Annarita Tullio1, Alessandro Magli2, Eugenia Moretti3, Francesca Valent1
DOI: 10.1016/j.rpor.2019.08.001
Rep Pract Oncol Radiother 2019;24(6):511-519.

Abstract

Aim

The aim of the present study is to evaluate and quantify the bias of competing risks in an Italian oncologic cohort comparing results from different statistical analysis methods.

Background

Competing risks are very common in randomized clinical trials and observational studies, in particular oncology and radiotherapy ones, and their inappropriate management causes results distortions widely present in clinical scientific articles.

Materials and methods

This is a single-institution phase II trial including 41 patients affected by prostate cancer and undergoing radiotherapy (IMRT-SIB) at the University Hospital of Udine.

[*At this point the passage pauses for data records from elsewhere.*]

PR #555, opened 2023-09-03
fix(yanky-nvim): Fix yanky.nvim loading when restoring session

chaozwn:
there can not set event 'User AstroFile', because restore session from resession.nvim will not tigger 'User AstroFile' event.

### DIFF
--- a/lua/astrocommunity/editing-support/yanky-nvim/init.lua
+++ b/lua/astrocommunity/editing-support/yanky-nvim/init.lua
@@ -1,5 +1,6 @@
 return {
   "gbprod/yanky.nvim",
+  event = "UIEnter",
   dependencies = { { "kkharji/sqlite.lua", enabled = not jit.os:find "Windows" } },
   opts = function()
     local mapping = require "yanky.telescope.mapping"


Uzaaft:
Updated the title.
@chaozwn  I don't really understand the initial "bug". Was the issue caused by "User AstroFile"?

chaozwn:
> Updated the title. @chaozwn I don't really understand the initial "bug". Was the issue caused by "User AstroFile"?



> Updated the title. @chaozwn I don't really understand the initial "bug". Was the issue caused by "User AstroFile"?

This plugin overwrites our y key, but many times it starts up as not loaded, causing the y key to be unusable. Therefore, we need to advance its startup time.

Uzaaft:
Can't you load it after UIEnter, i.e on the event: `LazyVimStarted`?

chaozwn:
> 

After changing to LazyVimStarted, when using nvim to restore the previous page, yy becomes invalid, so we can't use this event.

Uzaaft:
> > 
> 
> After changing to `LazyVimStarted`, when using `nvim` to restore the previous page, `yy` becomes invalid, so we can't use this event.

Got it thanks for checking that out!

Uzaaft (approved):

PR #558, opened 2023-09-08
fix(typescript): fix eslint_d not looking for .eslintrc file

Dartv:
## 📑 Description
Adds support for .eslintrc config file. Otherwise eslint_d is not initialized for projects that use the file.


Uzaaft:
Based upon: https://eslint.org/docs/latest/use/configure/configuration-files, `.eslintrc` is not a file name it supports.

Dartv:
Interesting, I have a project with .eslintrc file and this PR fixes the issue for me.
Changing the file on a large project with lots of people may raise questions. That's why I'd rather have a fix at a plugin level

Uzaaft:
I’d still need a source for the `.eslintrc` file which States that eslint looks after that file before I merge this

Uzaaft:
This pr might fix the issue with eslint not spawning. But does it use the settings from the file?

Dartv:
Yes, it works with .eslintrc config file. I just created a new project with minimal repro.

Dartv:
Eslint tests use .eslintrc file if you need more proof https://github.com/eslint/eslint/blob/cac45d04b890b0700dd8908927300608adad05fe/tests/fixtures/config-extends/.eslintrc#L4

Uzaaft:
> Eslint tests use .eslintrc file if you need more proof [eslint/eslint@`cac45d0`/tests/fixtures/config-extends/.eslintrc#L4](https://github.com/eslint/eslint/blob/cac45d04b890b0700dd8908927300608adad05fe/tests/fixtures/config-extends/.eslintrc#L4)

You've misunderstood that. Take a look at the package.json file.

Uzaaft:
> Yes, it works with .eslintrc config file. I just created a new project with minimal repro. 

I got that it work. But I'm hesitant to add something that's not mentioned in the official docs

owittek:
It's likely that using `.eslintrc` without a file ending is a legacy thing, pretty sure I've seen it before. I honestly don't see a reason to not merge this as I don't think people just have random files with that name lying in their project folder

Uzaaft:
> It's likely that using `.eslintrc` without a file ending is a legacy thing, pretty sure I've seen it before. I honestly don't see a reason to not merge this as I don't think people just have random files with that name lying in their project folder

Even if it's legacy? I would've just left it to the users to add it to their configs instead.

owittek:
what's the downside of just adding it? I think the upside is that there won't be any issues/PRs for this exact issue in the future as legacy projects still account for a big percentage of total projects so it's not unlikely to run into this again

owittek:
to add onto this I'd personally even be fine with a regex match of that sort: `^\.eslintrc(\.\w+)?$`

taskylizard:
> It's likely that using `.eslintrc` without a file ending is a legacy thing, pretty sure I've seen it before.

Just wanted to chime in and [say that it is](https://github.com/eslint/eslintrc), and want to stand with merging of this PR.

We should also cover the new [Flat Config](https://eslint.org/docs/latest/use/configure/configuration-files-new) in v9 if it isn't covered already.

Uzaaft:
> > It's likely that using `.eslintrc` without a file ending is a legacy thing, pretty sure I've seen it before.
> 
> Just wanted to chime in and [say that it is](https://github.com/eslint/eslintrc), and want to stand with merging of this PR.
> 
> We should also cover the new [Flat Config](https://eslint.org/docs/latest/use/configure/configuration-files-new) in v9 if it isn't covered already.

Feel free to open a PR. :)

taskylizard:
I was hoping that can be done in this PR anyway since it's just one file format: `eslint.config.js`

Uzaaft:
> I was hoping that can be done in this PR anyway since it's just one file format: `eslint.config.js`

We prefer that PR's do one thing and one thing only. This one adds support for the legacy .eslintrc file, and that other PR will add support for another file. :)

Dartv:
@Uzaaft sorry, I'm not sure I follow. What thing do I need to fix?

Uzaaft:
I fixed it myself :) Opened a new PR to fix this issue.

PR #972, opened 2024-05-17
fix(toggleterm-manager-nvim):  fix terminal selection in insert mode

refLog2112:


lua/astrocommunity/terminal-integration/toggleterm-manager-nvim/init.lua
```diff
@@ -32,6 +32,9 @@ return {
           ["d"] = { action = actions.delete_term, exit_on_action = false }, -- deletes a terminal buffer
           ["n"] = { action = actions.create_term, exit_on_action = false }, -- creates a new terminal buffer
         },
+        i = {
+          ["<CR>"] = { action = actions.toggle_term, exit_on_action = true }, -- toggles terminal open/closed
```
Uzaaft, line 36: Why isn't exit_on_action false here?

PR #975, opened 2024-05-19
fix(java): use builtin nvim 0.10 "go to definition/declaration" function

Juniar-Rakhman:
## 📑 Description

Using Neovim 0.10 and java-pack, the default keybinding for go to definition "gd" and go to declaration "gD" is no longer working.

The following error message is shown:
```
[telescope.builtin.lsp_*]: server does not support definitionProvider
```

To fix this the default "gd" and "gD" need to be mapped to the following command:
```
vim.lsp.buf.definition()
vim.lsp.buf.declaration()
```

List of changes:
- [x] added config to override default telescope "gd" and "gD" key binding.

### DIFF
--- a/lua/astrocommunity/pack/java/init.lua
+++ b/lua/astrocommunity/pack/java/init.lua
@@ -1,5 +1,25 @@
 return {
   {
+    "AstroNvim/astrolsp",
+    ---@type AstroLSPOpts
+    opts = {
+      mappings = {
+        n = {
+          gD = {
+            function() vim.lsp.buf.declaration() end,
+            desc = "Declaration of current symbol",
+            cond = "textDocument/declaration",
+          },
+          gd = {
+            function() vim.lsp.buf.definition() end,
+            desc = "Show definition of current symbol",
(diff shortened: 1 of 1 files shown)


Uzaaft:
are these functions only available on neovim 0.10?

Juniar-Rakhman:
@Uzaaft 

I thought it was new to 0.10 but it was also available in 0.9.5. I never had to look for it in 0.9.5 as it was working just fine.

After some more googling, I think this is more of a Telescope issue:
https://github.com/nvim-telescope/telescope.nvim/issues/2898#issuecomment-2117962082

I'm fine with this changes not included in the pack. I can modify my own keymaps until Telescope release a fix. 

I'm not sure if this is affecting other LSP's though. If it is then maybe we should change default "gd" and "gD" behavior in the core?

mehalter:
Telescope has released a new version with this fix

Juniar-Rakhman:
Sorry, but this issue is still happening in telescope v0.1.7.

PR #976, opened 2024-05-19
fix(catppuccin): set name to "catppuccin"

amqndin:
## 📑 Description
i tried installing hop as astrocommunity package, and in the repo i saw that it had code that supposedly should automatically enable integration for hop in catppuccin theme. yet that didnt work for some reason, and so i just enabled it manually. and today after thinking about it and 10 minutes of experimenting i figured it out. to fix this, all you have to do is set `name = "catppuccin"`, then its going to work. i just took hop as an example, but its with every single astrocommunity package i tried. like mini-clue or trouble and so on.

- [x] fixed for every plugin that had a catppuccin integration.

### DIFF
--- a/lua/astrocommunity/bars-and-lines/dropbar-nvim/init.lua
+++ b/lua/astrocommunity/bars-and-lines/dropbar-nvim/init.lua
@@ -7,6 +7,7 @@ return {
   },
   {
     "catppuccin/nvim",
+    name = "catppuccin",
     optional = true,
     ---@type CatppuccinOptions
     opts = { integrations = { dropbar = { enabled = true } } },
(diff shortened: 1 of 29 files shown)


Uzaaft:
@mehalter Does this make sense to add...?

lua/astrocommunity/bars-and-lines/dropbar-nvim/init.lua
```diff
@@ -7,6 +7,7 @@ return {
   },
   {
     "catppuccin/nvim",
+    name = "catppuccin",
```
mehalter, line 10:
```suggestion
     "catppuccin",
```

I think maybe in this case we should just replace `catppuccin/nvim` with the shorthanded `catppuccin` rather than giving the repo and name each time for it to be a bit cleaner. We do try to avoid the shorthand notation but in the case of a custom name it could make more sense

amqndin: hey, thanks for looking into this. i have done the change you suggested!

luxus (approved):
lgtm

Different outcomes were considered: late toxicities, relapse, death.

Death in the absence of relapse or late toxicity was considered as a competing event.

Results

The Kaplan Meier method, compared to cumulative incidence function method, overestimated the probability of the event of interest (toxicity and biochemical relapse) and of the competing event (death without toxicity/relapse) by 9.36%. The log-rank test, compared to Gray's test, overestimated the probability of the event of interest by 5.26%.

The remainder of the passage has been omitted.